For each record here, output an exact copy.
============
PR #1804, opened 2024-09-05
improve(providers): Enable RPC error passthrough

pxrl:
This should provide more descriptive error outputs when something goes wrong during an RPC query.


pxrl:
Reference from the ethers docs:
```
connection.errorPassThrough ⇒ boolean
If false, any server error is thrown as a SERVER_ERROR, otherwise a the processFunc is called with response including the error status intact. (default: false)
```

https://docs.ethers.org/v5/single-page/#/v5/api/utils/web/-%23-ConnectionInfo

james-a-morris (approved):
lgtm - this shouldn't affect the migration work @nicholaspai

PR #1812, opened 2024-09-10
fix(providers): pass logger to provider

james-a-morris:
The SDK provider requires a winston logger or it will default to console transports.


melisaguevara:
@james-a-morris do you think that [this](https://github.com/across-protocol/relayer/pull/1813) is also needed?

pxrl (approved):

james-a-morris:
> @james-a-morris do you think that [this](https://github.com/across-protocol/relayer/pull/1813) is also needed?

Both are complementary

PR #1814, opened 2024-09-10
refactor(relayer): Rate-limit maintenance in looping mode

pxrl:
There's no need to compulsively check ETH and WETH balances in looping mode. This clutters the logs a lot, increases the relayer's exposure to delays on RPC queries and generally unnecessarily increases RPC consumption. Instead, rate-limit these tasks to a default of 1/minute, with the option to override via the `RELAYER_MAINTENANCE_INTERVAL` configurable .

As part of this change, refactor some other calls from src/relayer/index.ts to methods within the relayer class. This is a small step towards conforming on a norm for relayer operation.


src/relayer/Relayer.ts
```diff
@@ -89,6 +94,76 @@ export class Relayer {
...
+  }
+
+  /**
+   * @description Perform inventory management as needed. This is capped to 1/minute in looping mode.
+   */
+  async manageInventory(): Promise<void> {
+    const { inventoryClient, tokenClient } = this.clients;
+
+    const currentTime = getCurrentTime();
+    if (currentTime < this.lastMaintenance + 60) {
```
nicholaspai, line 140: can we make this maintenance period configurable via env and have a reasonable default?

pxrl: Oh; it is actually configurable but I forgot to hook it up here.

pxrl: Fixed: https://github.com/across-protocol/relayer/pull/1814/commits/d354da8e75712de3da45f9716176585fb31744e0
============
● RESULT OF THE TASK
PR #1804, opened 2024-09-05
improve(providers): Enable RPC error passthrough

pxrl:
This should provide more descriptive error outputs when something goes wrong during an RPC query.


pxrl:
Reference from the ethers docs:
```
connection.errorPassThrough ⇒ boolean
If false, any server error is thrown as a SERVER_ERROR, otherwise a the processFunc is called with response including the error status intact. (default: false)
```

https://docs.ethers.org/v5/single-page/#/v5/api/utils/web/-%23-ConnectionInfo

james-a-morris (approved):
lgtm - this shouldn't affect the migration work @nicholaspai

PR #1812, opened 2024-09-10
fix(providers): pass logger to provider

james-a-morris:
The SDK provider requires a winston logger or it will default to console transports.


melisaguevara:
@james-a-morris do you think that [this](https://github.com/across-protocol/relayer/pull/1813) is also needed?

pxrl (approved):

james-a-morris:
> @james-a-morris do you think that [this](https://github.com/across-protocol/relayer/pull/1813) is also needed?

Both are complementary

PR #1814, opened 2024-09-10
refactor(relayer): Rate-limit maintenance in looping mode

pxrl:
There's no need to compulsively check ETH and WETH balances in looping mode. This clutters the logs a lot, increases the relayer's exposure to delays on RPC queries and generally unnecessarily increases RPC consumption. Instead, rate-limit these tasks to a default of 1/minute, with the option to override via the `RELAYER_MAINTENANCE_INTERVAL` configurable .

As part of this change, refactor some other calls from src/relayer/index.ts to methods within the relayer class. This is a small step towards conforming on a norm for relayer operation.


src/relayer/Relayer.ts
```diff
@@ -89,6 +94,76 @@ export class Relayer {
...
+  }
+
+  /**
+   * @description Perform inventory management as needed. This is capped to 1/minute in looping mode.
+   */
+  async manageInventory(): Promise<void> {
+    const { inventoryClient, tokenClient } = this.clients;
+
+    const currentTime = getCurrentTime();
+    if (currentTime < this.lastMaintenance + 60) {
```
nicholaspai, line 140: can we make this maintenance period configurable via env and have a reasonable default?

pxrl: Oh; it is actually configurable but I forgot to hook it up here.

pxrl: Fixed: https://github.com/across-protocol/relayer/pull/1814/commits/d354da8e75712de3da45f9716176585fb31744e0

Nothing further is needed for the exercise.